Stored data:
--- START ---
PR #6007, opened 2026-01-11
Optimize integer `to_chars` with division by 100

AlexGuteniev:
Keep repeating that part, as inlining fails

### DIFF
--- a/benchmarks/src/integer_to_string.cpp
+++ b/benchmarks/src/integer_to_string.cpp
@@ -41,7 +41,7 @@ auto generate_array() {
 
 template <class T, double M, double S>
 void integer_to_chars(benchmark::State& state) {
-    auto a = generate_array<char, M, S>();
+    auto a = generate_array<T, M, S>();
     char buff[20]; // can hold -2^63 and 2^64 - 1
 
     auto it = a.begin();


stl/inc/charconv
```diff
@@ -64,31 +64,64 @@ _NODISCARD _CONSTEXPR23 to_chars_result _Integer_to_chars(
...
-                    _Value               = static_cast<_Unsigned>(_Value / 1'000'000'000);
-
-                    for (int _Idx = 0; _Idx != 9; ++_Idx) {
-                        *--_RNext = static_cast<char>('0' + _Chunk % 10);
-                        _Chunk /= 10;
+#ifndef _WIN64
+            auto _Trunc = _Value;
+#else // ^^^ defined(_WIN64) / !defined(_WIN64) vvv
+
+            if constexpr (sizeof(_Unsigned) > 4) { // For 64-bit numbers, work in chunks to avoid 64-bit divisions.
```
StephanTLavavej: This is damaged (both the logic and the comments), and seriously affecting 64-bit perf on 64-bit architectures. I recommend testing the macro positively, and using our 64-bit / 32-bit comments (one of the few cases where we prefer to not just repeat the condition):

```cpp
#ifdef _WIN64

#else // ^^^ 64-bit / 32-bit vvv

#endif // ^^^ 32-bit ^^^
```

AlexGuteniev: I wanted to do better by using preprocessor instead of just TMP and did worse! 

Fixed.

I observe we still use `^^^ defined(_WIN64) / !defined(_WIN64) vvv` elsewhere.

benchmarks/src/integer_to_string.cpp
```diff
@@ -38,6 +39,26 @@ auto generate_array() {
     return a;
 }
 
+template <class T, double M, double S>
+void integer_to_chars(benchmark::State& state) {
+    auto a = generate_array<char, M, S>();
+    char d[20];
```
StephanTLavavej: Let's copy the comment below about why 20 is correct. We can also use the `buff` name, as this function has several single-letter variables flying around.

benchmarks/src/integer_to_string.cpp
--- END ---
Problem requirements:
Which lines run from the one containing "AlexGuteniev: I wanted" to the end of the entries above? Print them exactly, both ends included, and nothing else.

Answer space:
AlexGuteniev: I wanted to do better by using preprocessor instead of just TMP and did worse! 

Fixed.

I observe we still use `^^^ defined(_WIN64) / !defined(_WIN64) vvv` elsewhere.

benchmarks/src/integer_to_string.cpp
```diff
@@ -38,6 +39,26 @@ auto generate_array() {
     return a;
 }
 
+template <class T, double M, double S>
+void integer_to_chars(benchmark::State& state) {
+    auto a = generate_array<char, M, S>();
+    char d[20];
```
StephanTLavavej: Let's copy the comment below about why 20 is correct. We can also use the `buff` name, as this function has several single-letter variables flying around.

benchmarks/src/integer_to_string.cpp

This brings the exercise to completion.